Answer the following questions:

a) How many cycles does the loop above take to execute if no branch prediction is used?

b) Suppose that a static BTFNT (backward taken-forward not taken) branch prediction scheme is used to predict branches.

i. How many cycles does the above loop take to execute with this scheme?

ii. What is the branch prediction accuracy?

iii. What is the prediction accuracy for each branch?

c) Suppose that we would like to use "delayed branch" instead of predicting the branches. The branch delay slot comprises 3 instructions. This means that the three instructions that are after the branch instruction in the straightline program are always executed (regardless of whether or not the branch is taken). Compiler finds the appropriate instructions to insert into these slots.

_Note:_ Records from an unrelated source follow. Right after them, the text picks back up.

PR #2330, opened 2023-08-30
PWX-33379

alicelyu-px:
Needed by PWX-32897

https://github.com/portworx/porx/pull/11981/files


api/api.proto
```diff
@@ -234,6 +234,8 @@ message StorageResource {
   bool cache = 14;
   // True if the resource is used as thin pool metadata disk
   bool pool_metadata_dev = 15;
+  // Cloud drive type
+  string cloud_drive_type = 16;
```
ggriffiths, line 238: Can you bump the minor version in this file? Here is a previous PR as an example:
https://github.com/libopenstorage/openstorage/pull/2295/files#diff-1b40cafcd4234784bd31e2b14cb42a19926bd44764d27b4e12f57bc192b46a52L5438

Also, can you add an entry in SDK_CHANGELOG at the project root?

adityadani (approved):
lgtm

i. You are the compiler. Modify the above code so that it takes into account the branch delay slots and makes the best possible use of them.

ii. How many cycles does the modified code take to execute? (Assume that NOP instructions exist and spend 1 cycle in the "Execute" stage.

d) Suppose that two-bit saturating up/down counters (as discussed in lecture) are used for branch prediction. Each branch instruction has its own counter. The counters are initialized to '10' state. Top bit of the counter is used as the prediction. Hence, the first time a branch is seen it will be predicted taken.

i. How many cycles does the above loop take to execute if two-bit counters are used for branch prediction.

ii. What is the branch prediction accuracy?

iii. What is the prediction accuracy for each branch?